::: RECORDS FOR THE EXERCISE

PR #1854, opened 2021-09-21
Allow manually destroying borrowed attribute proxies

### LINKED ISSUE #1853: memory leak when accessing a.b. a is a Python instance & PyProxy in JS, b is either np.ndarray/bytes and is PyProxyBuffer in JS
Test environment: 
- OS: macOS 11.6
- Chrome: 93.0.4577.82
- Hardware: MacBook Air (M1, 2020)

::::::

* _EXERCISE AIM_:
Retype the material precisely, leaving out no line.

* _OUTPUT FOR THIS TASK_:
PR #1854, opened 2021-09-21
Allow manually destroying borrowed attribute proxies

### LINKED ISSUE #1853: memory leak when accessing a.b. a is a Python instance & PyProxy in JS, b is either np.ndarray/bytes and is PyProxyBuffer in JS
Test environment: 
- OS: macOS 11.6
- Chrome: 93.0.4577.82
- Hardware: MacBook Air (M1, 2020)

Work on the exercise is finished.